■ **What to do**:
What is needed is every line of the material that contains "calls".

======== Material supplied

PR #11214, opened 2025-07-25
virtualkeyboard: Add options to skip releasing pressed keys on close and to skip sharing key states

xzn:

Supersedes https://github.com/hyprwm/Hyprland/pull/11206 and https://github.com/hyprwm/Hyprland/pull/11205

Added new config options:

- `input:virtualkeyboard:share_states`
- - Whether virtual keyboards will share their key down and mod states. (Default to **false**, whereas current behavior is the same as **true**)
- `input:virtualkeyboard:release_pressed_on_close`
- - Whether virtual keyboards will release pressed keys automatically on close. (Default to **false**, whereas current behavior is the same as **true**)

Per device option for virtual keyboards available. Default chosen to hopefully make compat with fcitx5 better ootb.

- `misc:name_vk_after_proc`
- - Whether to name virtual keyboards after the processes that create them, so each virtual keyboard created by different process will have their own name. E.g. `/usr/bin/fcitx5` created virtual keyboards will have name `hl-virtual-keyboard-fcitx5`. (Default to **true**, whereas current behavior is the same as **false**)

Default chosen to make per device option usable by default.

`accumulateModsFromAllKBs` removed, may affect plugins.

Key down state for all seats (there's really only one) cached in InputManager. Virtual keyboard with `input:virtualkeyboard:share_states` set to false won't have their key down and mod states shared with other keyboards. Other keyboards will still share theirs with the virtual keyboard however, to make behavior sensible..

InputManager now suppresses repeated pressed/released events from multiple devices (including virtual ones) when sending events to seats, to match the spec.

I only tested this in `wev` with multiple separate keyboards. It's be great to have people with actual keyboard that uses multiple logical devices for n-key rollover to test this as well. Though the logic I changed is quite simple and should have no problem.

### DIFF
--- a/hyprtester/plugin/src/main.cpp
+++ b/hyprtester/plugin/src/main.cpp
@@ -97,7 +97,7 @@ static SDispatchResult vkb(std::string in) {
     g_pInputManager->newKeyboard(tkb1);
     g_pInputManager->newKeyboard(vkb0);
 
-    CScopeGuard    x([] {
+    CScopeGuard    x([&] {
         tkb0->destroy();
         tkb1->destroy();
         vkb0->destroy();


src/protocols/VirtualKeyboard.cpp
```diff
@@ -89,6 +85,24 @@ CVirtualKeyboardV1Resource::CVirtualKeyboardV1Resource(SP<CZwpVirtualKeyboardV1>
...
+    if (CLIENTNAME.has_value()) {
+        const auto PATH = std::filesystem::path(CLIENTNAME.value());
+        if (PATH.has_filename()) {
+            const auto FILENAME = PATH.filename();
+            const auto NAME     = deviceNameToInternalString(FILENAME);
+            m_name += NAME;
+            return;
+        }
+    }
+    m_name += "unknown";
```
vaxerski: style-wise, I'd put the name getting into a separate function, for clarity's sake

src/protocols/VirtualKeyboard.cpp
```diff
@@ -89,6 +85,24 @@ CVirtualKeyboardV1Resource::CVirtualKeyboardV1Resource(SP<CZwpVirtualKeyboardV1>
     });
 
     m_name = "hl-virtual-keyboard";
+
+    static auto PVKNAMEPROC = CConfigValue<Hyprlang::INT>("misc:name_vk_after_proc");
+    if (!*PVKNAMEPROC) {
```
vaxerski: no {}

src/devices/IKeyboard.cpp
```diff
@@ -405,3 +392,27 @@ void IKeyboard::updateXkbStateWithKey(uint32_t xkbKey, bool pressed) {
...
+    if (contains)
+        std::erase(m_pressed, key);
+    else
+        m_pressed.emplace_back(key);
+
+    return true;
+}
+
+bool IKeyboard::getPressed(uint32_t key) {
+    return std::ranges::find(m_pressed, key) != m_pressed.end();
```
vaxerski: std::ranges::contains :)

src/managers/input/InputManager.cpp
```diff
@@ -1398,18 +1399,37 @@ void CInputManager::onKeyboardKey(const IKeyboard::SKeyEvent& event, SP<IKeyboar
...
+
     const auto EMAP = std::unordered_map<std::string, std::any>{{"keyboard", pKeyboard}, {"event", event}};
     EMIT_HOOK_EVENT_CANCELLABLE("keyPress", EMAP);
 
-    bool passEvent = DISALLOWACTION || g_pKeybindManager->onKeyEvent(event, pKeyboard);
+    bool passEvent = DISALLOWACTION;
 
-    if (passEvent) {
-        const auto IME = m_relay.m_inputMethod.lock();
+    if (!DISALLOWACTION) {
```
vaxerski: no {}

xzn:
Updated SeatManager to send wl_array of pressed keys (now that we have them) in wl_keyboard::enter.

For style update I've changed a few other instances of `std::ranges::find` to `std::ranges::contains` also. It's a newish addition in C++ and previous code were using `find`. Using `contains` causes no issue on my machine (up-to-date Arch Linux) though so it should be good.

I'll write the tests in 2 days maybe when I have more time :>

vaxerski:
alright, thanks!

xzn:
Added test, it's quite barebone. Lmk if you have any suggestions.

src/devices/IKeyboard.hpp
```diff
@@ -118,5 +123,9 @@ class IKeyboard : public IHID {
   private:
     void                  clearManuallyAllocd();
 
-    std::vector<uint32_t> m_pressedXKB;
+    std::vector<uint32_t> m_pressed;
+
+  protected:
+    bool updatePressed(uint32_t key, bool pressed);
+    bool m_share_states = true;
```
vaxerski: bad naming: `m_shareStates`

hyprtester/plugin/src/main.cpp
```diff
@@ -48,11 +49,85 @@ static SDispatchResult snapMove(std::string in) {
...
+    vkb0->sendKey(TESTKEY, true);
+    tkb1->sendKey(TESTKEY, false);
+    if (std::ranges::contains(PRESSED, TESTKEY)) {
+        return {
+            .success = false,
+            .error   = "Expected released key found in pressed (vkb no share state)",
+        };
+    }
+
+    return {};
```
vaxerski, line 135: if you could remove the keyboards here after the tests are done to end on a clean state

vaxerski (commented):
generally lgtm

PR #11216, opened 2025-07-25
texture: avoid issuing many glTexSubImage2D calls

gulafaran:
applications that use QtWidgets like dolphin adds each folder item or individual file to the damage region and gives us a lot of different regions.

issuing multiple glTexSubImage2D calls is slow but on the other hand smaller regions can still be faster by simply calling glTexSubImage2D on each of them.

the tradeoff is uploading the extent region a few pixels that perhaps wasnt damaged yet again. but should be fine doing so.

so if case the rects size and pack the buffer extents and upload it in one call, and if few rects do it as before.


gulafaran:
breaks dbeaver, il close this for now until its actually profiled as a slow thing.

PR #11220, opened 2025-07-25
monitor: makes visibleOnMonitor calculation include decorations

jmanc3:
Fixes: https://github.com/hyprwm/Hyprland/discussions/11203

The window turned invisible when just outside the monitor bounds, even though it should have stayed visible given its decorations.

================

■ **Completed exercise**:
texture: avoid issuing many glTexSubImage2D calls
issuing multiple glTexSubImage2D calls is slow but on the other hand smaller regions can still be faster by simply calling glTexSubImage2D on each of them.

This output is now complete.